Outputting headers on CSV files using Google Cloud Dataflow

If you need to combine several processed PCollections to one file in order to write XML or CSV as the output, you must observe how Dataflow currently works regarding writing to a file using WriteIO. The following code writes PCollections as they come:

Pipeline p = Pipeline.create(options);
PCollection<String> header = p.apply(Create.of(“Beggining”));
PCollection<String> stuff = p.apply(Create.of(“Body 1”, “Body 2”));
PCollection<String> end = p.apply(Create.of(“End”));
PCollectionList<String> pcs = PCollectionList.of(header).and(stuff).and(end);
PCollection<String> merged = pcs.apply(Flatten.<String>pCollections());
merged.apply(TextIO.Write.to(“/Users/main/Desktop/test”).withNumShards(1).withSuffix(“.txt”));
p.run();

So the result is one unordered file:

Body 1
Body 2
End
Beggining

While the following one overwrites the output completely:

Pipeline p = Pipeline.create(options);
PCollection<String> header = p.apply(Create.of(“Beggining”));
PCollection<String> stuff = p.apply(Create.of(“Body 1”, “Body 2”));
PCollection<String> end = p.apply(Create.of(“End”));
Bound<String> one_csv = TextIO.Write.to(“/Users/main/Desktop/test”).withNumShards(1).withSuffix(“.txt”);
header.apply(one_csv);
stuff.apply(one_csv);
end.apply(one_csv);
p.run();

Resulting in:

End

Now comes the trick to actually get it to work today.

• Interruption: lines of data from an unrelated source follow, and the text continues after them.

PR #854, opened 2026-08-19
feat: snapshot write freeze, the five custom domains, and a P7 runbook built on measured DNS

alxjrvs:
Two pieces of ADR-033 P6/P7, both of which changed shape once I measured instead of assumed.

## 1. The snapshot write freeze

`SNAPSHOT_WRITES_FROZEN` on the Netlify site makes both write endpoints answer 503. It is what turns the delta sync's "reconciled to zero" into a proof rather than a coincidence.

**Both write verbs freeze, and DELETE is the one that matters most:**

- a **publish** landing after the final sync never reaches R2 — its share link 404s from the moment the flip completes;
- a **revoke** landing after the final sync removes the Blobs copy but leaves the R2 copy readable — so a snapshot its owner deliberately revoked stays live at its original URL.

The second is a privacy failure and strictly worse than the first.

**It freezes every method, including HEAD.** `probeSnapshotService` feature-detects the backend with `HEAD /api/snapshots` and treats only 405/204 as available, so a 503 there makes the client hide the share affordance entirely — better than a button that fails once pressed, and it needs no client change. A test pins that coupling so the two halves can't drift apart silently.

**Reads are untouched.** `snapshot-retrieve` is a separate function and never freezes, so every existing share link keeps resolving through the window. The response body says so explicitly — "sharing is unavailable" otherwise reads as "your published links have broken".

You need to build up the results of the CSV body inside the Dofn that generates the CSV body and also holds the header like this:

PCollection<String> output = data.apply(ParDo.of(new DoFn<String, String>() {
String new_line = System.getProperty("line.separator");
String csv_header = "id, stuff_1, stuff_2" + new_line;
StringBuilder csv_body = new StringBuilder().append(csv_header);

@Override
public void processElement(ProcessContext c) {
csv_body.append(c.element()).append(newline);
}

@Override
public void finishBundle(Context c) throws Exception {
c.output(csv_body.toString());
}

})).apply(TextIO.Write.named("WriteData").to(options.getOutput()));

There’s one gotcha: The CSV body must fit in memory. If it does not then you’ll have to partition your PCollection, getting the processing split up and you’ll end up with several CSV files.